Scan the listing and copy each line where the word "deleting" is present.

= = = = =

PR #790, opened 2024-10-22
Clean up controlnode if machine related to K0sControlPlane is deleted

### LINKED ISSUE #768: clean up controlnodes and etcdmembers after Machine removal

apedriza:
Fix #768 

Follow up PR to https://github.com/k0sproject/k0s/pull/5128. We need to use machine name as `ControlNode` name in order to be able to delete it when applies

### DIFF
--- a/internal/controller/controlplane/k0s_controlplane_controller.go
+++ b/internal/controller/controlplane/k0s_controlplane_controller.go
@@ -418,6 +418,10 @@ func (c *K0sController) reconcileMachines(ctx context.Context, cluster *clusterv
 			return replicasToReport, fmt.Errorf("error deleting machine from template: %w", err)
 		}
 
+		if err := c.deleteControlNode(ctx, name, kubeClient); err != nil {
+			return replicasToReport, fmt.Errorf("error deleting controlnode: %w", err)
+		}
+
 		logger.Info("Deleted machine", "machine", name, "replicasToReport", replicasToReport)
 		return replicasToReport, nil
 	}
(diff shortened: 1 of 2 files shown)


internal/controller/controlplane/k0s_controlplane_controller.go
```diff
@@ -406,6 +406,10 @@ func (c *K0sController) reconcileMachines(ctx context.Context, cluster *clusterv
 			return replicasToReport, fmt.Errorf("error marking controlnode to leave: %w", err)
 		}
 
+		if err := c.deleteControlNode(ctx, name, kubeClient); err != nil {
```
apedriza, line 409: @makhov I dont know which logic reacts to this https://github.com/k0sproject/k0smotron/blob/main/internal/controller/controlplane/helper.go#L182-L189 so I thought is safe to remove controlnode at this point. WDYT?

makhov: No, I think it's too early, let's do it at the very end, after the machine object is deleted

apedriza: done

makhov (approved):

PR #800, opened 2024-10-30
Fix cluster annotations propagation to statefulset and pods

### LINKED ISSUE #735: Annotations propagation from standalone cluster metadata
It seems that currently https://docs.k0smotron.io/stable/resource-reference/#cluster `metadata` only propagates user defined `labels` to cluster statefulset but not `annotations`. It built to only include a fixed hash annotation for statefulset.

Would be nice either defining annotation for statefulset or pods template through Cluster spec. One usecase being datadog log collection related config or any additional component to process statefulset resources data.

apedriza:
fix #735 

cluster annotations are propagated to statefulset and pods

statefulset.Annotations = cluster.Annotations + computed hash
pod.Annotations = cluster.Annotations

### DIFF
--- a/internal/controller/k0smotron.io/k0smotroncluster_statefulset.go
+++ b/internal/controller/k0smotron.io/k0smotroncluster_statefulset.go
@@ -52,6 +52,7 @@ func (r *ClusterReconciler) findStatefulSetPod(ctx context.Context, statefulSet 
 func (r *ClusterReconciler) generateStatefulSet(kmc *km.Cluster) (apps.StatefulSet, error) {
 
 	labels := labelsForCluster(kmc)
+	annotations := annotationsForCluster(kmc)
 
 	statefulSet := apps.StatefulSet{
 		TypeMeta: metav1.TypeMeta{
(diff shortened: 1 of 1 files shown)


internal/controller/k0smotron.io/k0smotroncluster_statefulset.go
```diff
@@ -52,17 +52,17 @@ func (r *ClusterReconciler) findStatefulSetPod(ctx context.Context, statefulSet
...
 			Kind:       "StatefulSet",
 		},
 		ObjectMeta: metav1.ObjectMeta{
-			Name:        kmc.GetStatefulSetName(),
-			Namespace:   kmc.Namespace,
-			Labels:      labels,
-			Annotations: annotationsForCluster(kmc),
+			Name:      kmc.GetStatefulSetName(),
+			Namespace: kmc.Namespace,
+			Labels:    labels,
```
makhov, line 65: Small nitpick: we can keep setting annotations here and change the hash adding piece to:
```
statefulSet.Annotations[statefulSetAnnotation] = controller.ComputeHash(&statefulSet.Spec.Template, statefulSet.Status.CollisionCount)
```

makhov (approved):

internal/controller/k0smotron.io/k0smotroncluster_statefulset.go
apedriza: I thought about it but as I use the `annotations` variable also for the pod annotations, `statefulset.Annotations` and `pod.Annotations` point to the same reference so if I add a field in `statefulset.Annotations` then I also add it for the pod (I don't think the pod should contain that hash). That's why I opted for this approach. I also wanted to avoid calling `annotationsForCluster()` twice

PR #806, opened 2024-11-11
Add tests for k0scontrolplane controller

apedriza:
### Changes
-  add unit and integration tests on the k0scontrolplane controller. They use envtest to spin-up to `kube-apiserver`+`etcd` without using a cluster. In some of these tests it is enough to use `fakeclient` for the creation of objects and subsequent state check but since for others it is necessary to use envtest (an apiserver is needed) and in order to reduce the different ways of creation of the environment I have chosen to use envtest for any test. For the test implementation I have taken inspiration from how upstream projects do this job. 

    The idea is, after agreeing on how we want this type of testing for the project, to add the rest of the tests for the other controllers.
    
    *More detailed testing of the machine reconciliation logic can be added but since it is undergoing changes I have decided to add only basic testing for the time being.*

- updates docs about testing and moving some line to the proper place


internal/test/envtest/environment.go
```diff
@@ -0,0 +1,279 @@
...
+	}
+
+	options := manager.Options{
+		Scheme: scheme.Scheme,
+		Metrics: metricsserver.Options{
+			BindAddress: "0",
+		},
+		Client: client.Options{
+			Cache: &client.CacheOptions{
+				DisableFor: []client.Object{
```
apedriza, line 134: If caching is not disabled in these cases, testing might encounter errors due to delays in cache synchronization, as the cache may not immediately reflect the current state in the API server

internal/test/builder/bootstrap.go
```diff
@@ -0,0 +1,104 @@
+/*
```
makhov, line 1: I'm not fully following, are all these files needed for envtest?

apedriza: you are absolutely right. Removed all that unnecessary code

apedriza:
@makhov sorry for the noise. I didnt realize that unit/integration testing was failing due to new updates in machines reconciliation. Ready for review :)

internal/controller/controlplane/helper.go
```diff
@@ -43,14 +43,15 @@ import (
...
+	generatedMachineRoleLabel     = "cluster.x-k8s.io/generateMachine-role"
 )
 
 func (c *K0sController) createMachine(ctx context.Context, name string, cluster *clusterv1.Cluster, kcp *cpv1beta1.K0sControlPlane, infraRef corev1.ObjectReference, failureDomain *string) (*clusterv1.Machine, error) {
 	machine, err := c.generateMachine(ctx, name, cluster, kcp, infraRef, failureDomain)
 	if err != nil {
 		return nil, fmt.Errorf("error generating machine: %w", err)
 	}
-	_ = ctrl.SetControllerReference(kcp, machine, c.Scheme)
+	_ = ctrl.SetControllerReference(kcp, machine, c.Client.Scheme())
```
makhov, line 54: Out of curiosity, why do we change it?

apedriza: writing tests for the controller I saw that we access the schema at this point and I thought about refactoring it using the client schema directly and remove `K0scontroller.Scheme` field. Both are obtained from `manager.Manager` so I thought it was safe to make this change

internal/controller/controlplane/helper.go
```diff
@@ -210,7 +211,11 @@ func (c *K0sController) generateMachineFromTemplate(ctx context.Context, name st
 		return nil, err
 	}
 
-	_ = ctrl.SetControllerReference(kcp, unstructuredMachineTemplate, c.Scheme)
+	_ = ctrl.SetControllerReference(cluster, unstructuredMachineTemplate, c.Client.Scheme())
+	err = c.Client.Patch(ctx, unstructuredMachineTemplate, client.Merge, &client.PatchOptions{FieldManager: "k0smotron"})
```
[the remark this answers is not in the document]
apedriza: currently we patch InfraMachine but not InfraMachineTemplate. The current SetControllerReference in (Infra)MachineTemplate is lost. If I dont patch this ownership, test will fail when checking ownership:

```
g.Expect(gmt.GetOwnerReferences()).To(ContainElement(metav1.OwnerReference{
		APIVersion:         clusterv1.GroupVersion.String(),
		Kind:               "Cluster",
		Name:               cluster.Name,
		Controller:         ptr.To(true),
		BlockOwnerDeletion: ptr.To(true),
		UID:                cluster.UID,
	}))
```

apedriza:
Ready for review, also I added some docs changes about testing

docs/contributing/contribute-testing.md
```diff
@@ -1,70 +1,22 @@
...
+- **Unit Testing**: Focused on isolated components, unit tests validate the correctness of individual functions or methods in a controlled environment, ensuring they behave as expected.
 
+- **Integration Testing**: For integration testing, k0smotron uses [envtest](https://pkg.go.dev/sigs.k8s.io/controller-runtime/pkg/envtest), which provides a lightweight Kubernetes control plane with the essential components needed to test interactions between the code and Kubernetes API. This approach allows us to validate the behavior of our controllers and other Kubernetes integrations in a reproducible and efficient manner without requiring a full cluster. 
 
-   ```shell
-   go fmt ./...
-   ```
+  Following the best practices suggested in the [Cluster API documentation](https://cluster-api.sigs.k8s.io/developer/core/testing), integration tests are written using [**generic infrastructure providers**](https://cluster-api.sigs.k8s.io/developer/core/testing#generic-providers) rather than a specific provider. This ensures that tests remain agnostic and reusable across different infrastructures, fostering better maintainability and adaptability.
 
-3. Check documentation.
```
apedriza, line 27: I think all this should be in contribute workflow instead testing so I moved it there

internal/controller/controlplane/k0s_controlplane_controller.go
```diff
@@ -357,19 +358,27 @@ func (c *K0sController) reconcileMachines(ctx context.Context, cluster *clusterv
...
 		}
 	}
+	desiredMachineNames := make(map[string]bool)
+	for i := range desiredMachineNamesSlice {
+		desiredMachineNames[desiredMachineNamesSlice[i]] = true
+	}
+
+	// if it is necessary to reduce the number of replicas even counting the replicas to be eliminated
+	// because they are outdated, we choose the oldest among the valid ones.
+	if activeMachines.Len() > int(kcp.Spec.Replicas)+len(machineNamesToDelete) && len(desiredMachineNamesSlice) > 0 {
```
makhov, line 379: Could you elaborate a bit on why the logic was changed? The result looks more or less the same

makhov (approved):

internal/controller/controlplane/k0s_controlplane_controller.go
makhov: Great catch!

PR #815, opened 2024-11-15
Remove obsolete statements regarding HA and kine configuration from docs

makhov:
Now HA control plane could run with etcd as well, not only with kine


franpog859 (approved):
Great news!

apedriza (approved):

PR #837, opened 2024-11-28
feat: allow setting annotations all the way down to pods

cwrau:
pull annotations from K0smotronControlPlane all the way through the
k0sCluster to the StatefulSet template

this allows the user to add e.g. `checksum/configmap` on the K0smotronControlPlane to auto-roll the StatefulSet pods

Signed-off-by: Chris Werner Rau <cwrau@cwrau.info>

---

= = = = =

**RESPONSE BOX**
 			return replicasToReport, fmt.Errorf("error deleting machine from template: %w", err)
+			return replicasToReport, fmt.Errorf("error deleting controlnode: %w", err)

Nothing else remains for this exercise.